Work request: Whenever a line in the entries below contains "fixed", copy that line.

Recorded information:

PR #3787, opened 2023-01-19
OBPIH-5329 Improve performance after deleting location

awalkowiak:
plus fixed deleting bin location with zone
plus fixed finding location type by name during import

### DIFF
--- a/grails-app/controllers/org/pih/warehouse/api/LocationApiController.groovy
+++ b/grails-app/controllers/org/pih/warehouse/api/LocationApiController.groovy
@@ -241,7 +241,15 @@ class LocationApiController extends BaseDomainApiController {
         }
         def parentLocation = existingLocation.parentLocation
         if (parentLocation) {
+            existingLocation.parentLocation = null
             parentLocation.removeFromLocations(existingLocation)
+            parentLocation.save(flush: true)
+        }
+        def zone = existingLocation.zone
+        if (zone) {
+            existingLocation.zone = null
+            zone.removeFromLocations(existingLocation)
+            zone.save(flush: true)
         }
         existingLocation.delete(flush: true)
 
--- a/grails-app/services/org/pih/warehouse/data/LocationDataService.groovy
+++ b/grails-app/services/org/pih/warehouse/data/LocationDataService.groovy
@@ -144,12 +144,8 @@ class LocationDataService {
         }
         def locationType = null
         if (params.locationType) {
-            locationType = LocationType.createCriteria().get {
-                or {
-                    eq('name', params.locationType)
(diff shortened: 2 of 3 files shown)


grails-app/controllers/org/pih/warehouse/api/LocationApiController.groovy
```diff
@@ -241,7 +241,15 @@ class LocationApiController extends BaseDomainApiController {
...
         if (parentLocation) {
+            existingLocation.parentLocation = null
             parentLocation.removeFromLocations(existingLocation)
+            parentLocation.save(flush: true)
+        }
+        def zone = existingLocation.zone
+        if (zone) {
+            existingLocation.zone = null
+            zone.removeFromLocations(existingLocation)
+            zone.save(flush: true)
```
jmiranda, line 252: This shouldn't be necessary since there's no association between zone and internal locations so this is basically a no-op. I assume this is in response to an issue you had (something like "deleted object would be re-saved"). In the future, can you add any issues you encounter to the ticket a) so there's an audit trail of the issue and b) so we can discuss it.

grails-app/services/org/pih/warehouse/data/LocationDataService.groovy
```diff
@@ -144,12 +144,8 @@ class LocationDataService {
...
         def locationType = null
         if (params.locationType) {
-            locationType = LocationType.createCriteria().get {
-                or {
-                    eq('name', params.locationType)
-                    like('name', params.locationType + "%")
-                }
-            }
+            // Find by name with like, but value more the exact match
+            locationType = LocationType.findByNameOrNameIlike(params.locationType, params.locationType + "%")
```
jmiranda, line 148: Could you explain why this was necessary?

src/groovy/org/pih/warehouse/inventory/RefreshProductAvailabilityEvent.groovy
```diff
@@ -34,7 +34,8 @@ class RefreshProductAvailabilityEvent extends ApplicationEvent {
         this.locationId = source?.isInternalLocation() ? source?.parentLocation?.id : source?.id
         this.productIds = []
         this.forceRefresh = forceRefresh
-        this.disableRefresh = disableRefresh
+        // Avoid refreshing PA for all location, when there is no locationId
+        this.disableRefresh = this.locationId ? disableRefresh : Boolean.TRUE
```
jmiranda, line 38: This should probably be the only commit for this ticket. The other issues should have separate bug tickets that include the stacktrace and/or steps to reproduce.

jmiranda (commented):
Sorry for not getting to this sooner.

Written response:
plus fixed deleting bin location with zone
plus fixed finding location type by name during import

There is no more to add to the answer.